I read a few documents on these arguments, but I did not understand clearly what they are, what are the differences between them and if one of them fits my needs.
I need to write a piece of application which can be plugged in other application and I want to include it in other applications as a gem. Essentially I need a couple of models, one controller and no views, plus some initialization, support for configuration parameters coming from the hosting app and a generator.
Am I on the right way?
What should I read to understand how to do that?
Update:
A very nice article with a lot af details can be found here.
Essentially:
Railtie is the core of the Rails Framework and provides several hooks to extend Rails and/or modify the initialization process.
A Rails::Engine is nothing more than a Railtie with some initializers already set.

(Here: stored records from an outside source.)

PR #4307, opened 2023-03-16
Allow passing context to ISerializable::deserialize

mbasmanova:
A follow-up PR adds serialization for expressions. To serialize
ConstantTypeExpr, we use VectorSaver to serialize the constant vector. To
deserialize, we need to reconstruct the constant vector, which requires a
memory pool. Hence, we need a way to pass memory pool to
ISerializable::deserialize.

Part of #4303

PR #13758, opened 2025-06-12
Pass context to ISerializable::deserialize from the parent deserialize

MnO2:
In this [PR](https://github.com/facebookincubator/velox/pull/4307) the support to pass context to ISerializable::deserialize is added. However, For the Expr that could contain a `ConstantTypeExpr` we need to pass the context to the nested call to ISerializable::deserialize, so that VectorSaver has a context to use.

Rollback Plan:

Differential Revision: D76525497

### DIFF
--- a/velox/core/PlanNode.cpp
+++ b/velox/core/PlanNode.cpp
@@ -439,12 +439,13 @@ folly::dynamic AggregationNode::Aggregate::serialize() const {
 AggregationNode::Aggregate AggregationNode::Aggregate::deserialize(
     const folly::dynamic& obj,
     void* context) {
-  auto call = ISerializable::deserialize<CallTypedExpr>(obj["call"]);
+  auto call = ISerializable::deserialize<CallTypedExpr>(obj["call"], context);
   auto rawInputTypes =
       ISerializable::deserialize<std::vector<Type>>(obj["rawInputTypes"]);
   FieldAccessTypedExprPtr mask;
   if (obj.count("mask")) {
-    mask = ISerializable::deserialize<FieldAccessTypedExpr>(obj["mask"]);
+    mask =
+        ISerializable::deserialize<FieldAccessTypedExpr>(obj["mask"], context);
   }
   auto sortingKeys = deserializeFields(obj["sortingKeys"], context);
   auto sortingOrders = deserializeSortingOrders(obj["sortingOrders"]);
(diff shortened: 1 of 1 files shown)


velox/core/tests/PlanNodeSerdeTest.cpp
```diff
@@ -0,0 +1,235 @@
...
+#include "velox/common/base/tests/GTestUtils.h"
+#include "velox/core/PlanNode.h"
+#include "velox/vector/fuzzer/VectorFuzzer.h"
+#include "velox/vector/tests/utils/VectorTestBase.h"
+
+#include <gtest/gtest.h>
+
+namespace facebook::velox::core::test {
+
+class PlanNodeSerDeTest : public testing::Test,
```
mbasmanova: @MnO2 There is an existing velox/exec/tests/PlanNodeSerdeTest.cpp . Would you extend that?

velox/exec/tests/PlanNodeSerdeTest.cpp
```diff
@@ -84,6 +85,12 @@ class PlanNodeSerdeTest : public testing::Test,
   }
 
   std::vector<RowVectorPtr> data_;
+
+  const std::shared_ptr<const core::ValuesNode> source =
```
mbasmanova: @MnO2 This file is using PlanBuilder. Can you use that as well? Is there a particular reason you are using something else?

velox/exec/tests/PlanNodeSerdeTest.cpp
```diff
@@ -622,6 +677,23 @@ TEST_F(PlanNodeSerdeTest, tableWriteMerge) {
...
+              .values({data_})
+              .partialAggregation({"c0"}, {"count(ARRAY[1,2])"})
+              .finalAggregation()
+              .planNode());
+
+  plan = PlanBuilder(pool_.get())
+             .values(data_)
+             .tableWrite("targetDirectory")
+             .localPartition(std::vector<std::string>{})
+             .tableWriteMerge(std::const_pointer_cast<core::AggregationNode>(
```
mbasmanova: Unrelated to this PR, but it is strange that we need std::const_pointer_cast here. Is there a bug in the 'tableWriteMerge' API? CC: @xiaoxmeng

mbasmanova: Here is a fix: https://github.com/facebookincubator/velox/pull/13847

And since Rails::Application and Rails::Plugin are engines, the same configuration described here can be used in all three.

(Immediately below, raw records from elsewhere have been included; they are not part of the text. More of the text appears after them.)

PR #15496, opened 2025-11-13
fix: FileUtils::makePartName should throw on empty input

Yuhta:
Summary:
Empty input was not allowed before
https://github.com/facebookincubator/velox/pull/15480.  It was not obvious but
there are downstream projects depending on this behavior.  Add the extra check
to ensure we throw in this case.

Differential Revision: D87006275

### DIFF
--- a/velox/dwio/catalog/fbhive/test/FileUtilsTests.cpp
+++ b/velox/dwio/catalog/fbhive/test/FileUtilsTests.cpp
@@ -19,8 +19,10 @@
 #include "velox/common/base/Exceptions.h"
 #include "velox/dwio/catalog/fbhive/FileUtils.h"
 
+namespace facebook::velox::dwio::catalog::fbhive {
+namespace {
+
 using namespace ::testing;
-using namespace facebook::velox::dwio::catalog::fbhive;
 
 TEST(FileUtilsTests, makePartName) {
   std::vector<std::pair<std::string, std::string>> pairs{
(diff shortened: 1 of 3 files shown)


velox/dwio/catalog/fbhive/test/FileUtilsTests.cpp
```diff
@@ -31,6 +33,7 @@ TEST(FileUtilsTests, makePartName) {
   ASSERT_EQ(
       FileUtils::makePartName(pairs, false),
       "ds=2016-01-01/FOO=__HIVE_DEFAULT_PARTITION__/a%0Ab%3Ac=a%23b%3Dc");
+  ASSERT_THROW(FileUtils::makePartName({}, false), VeloxException);
```
mbasmanova, line 36: Thank you. Would be nice to also update documentation for this API to clarify this behavior.

PingLiuPing (approved):
Thank you.

Agree this is not obvious. Revisited the Velox code and cannot find a scenario that the input key-value pairs is empty since when generating the partition name there should be at least one partition.  There is special handling for empty case already.

```
std::string FileUtils::extractPartitionName(const std::string& filePath) {
  const auto& partitionParts = extractPartitionKeyValues(filePath);
  return partitionParts.empty() ? "" : makePartName(partitionParts, false);
}
```

It's understandable we should check the input first before further processing. The input varies across different projects.

PR #15498, opened 2025-11-13
feat(cudf): Implement and default to automatic GPU detection

zoltan:
Instead of providing an enabled configuration option, we're explicitly enabling cuDF with "auto" mode.

New behavior:
- unset (default): auto-detect GPU availability, enable cuDF if GPU is present
- cudf.disabled=false: require cuDF, fail if no GPU is present
- cudf.disabled=true: force disable cuDF

This is a QoL improvement for mixed cluster deployments and enables
shipping a single image that works on systems with and without a GPU.

### DIFF
--- a/velox/docs/configs.rst
+++ b/velox/docs/configs.rst
@@ -1133,10 +1133,10 @@ Note: These configurations are experimental and subject to change.
      - Type
      - Default Value
      - Description
-   * - cudf.enabled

Railtie can probably do what you describe, but it may be more desirable to use an engine. The engine can have its own configuration and also acts like a Rails application, since it allows you to include the /app directory with controllers, views and models in the same manner as a regular Rails app.
Read this blog for more info
Rails::Engine
inherits all the functionality from Rails::Railtie
and adds some more (Engine < Railtie
source code [docs in the source are pretty good]).
Basically, railtie (== your class that inherits from Rails::Railtie
) gives you all you need to interact with Rails app processes. And engine (== your class that inherits from Rails::Engine
) is railtie +
some initializers set (with help of initializer
method): makes your engine's Rails app-like folder structure loadable into the real app, so that
engine will automatically load app/models
, app/controllers
, app/helpers
into your real app, load routes from config/routes.rb
, load locales from config/locales/*
, and load tasks from lib/tasks/*
.
You can see initializers set with this code:
require 'rails/all'
Rails::Railtie.initializers.map(&:name) #=> []
Rails::Engine.initializers.map(&:name) #=> [:set_load_path, :set_autoload_paths, :add_routing_paths, :add_locales, :add_view_paths, :load_environment_config, :append_assets_path, :prepend_helpers_path, :load_config_initializers, :engines_blank_point]
some convenience methods, such as isolate_namespace
.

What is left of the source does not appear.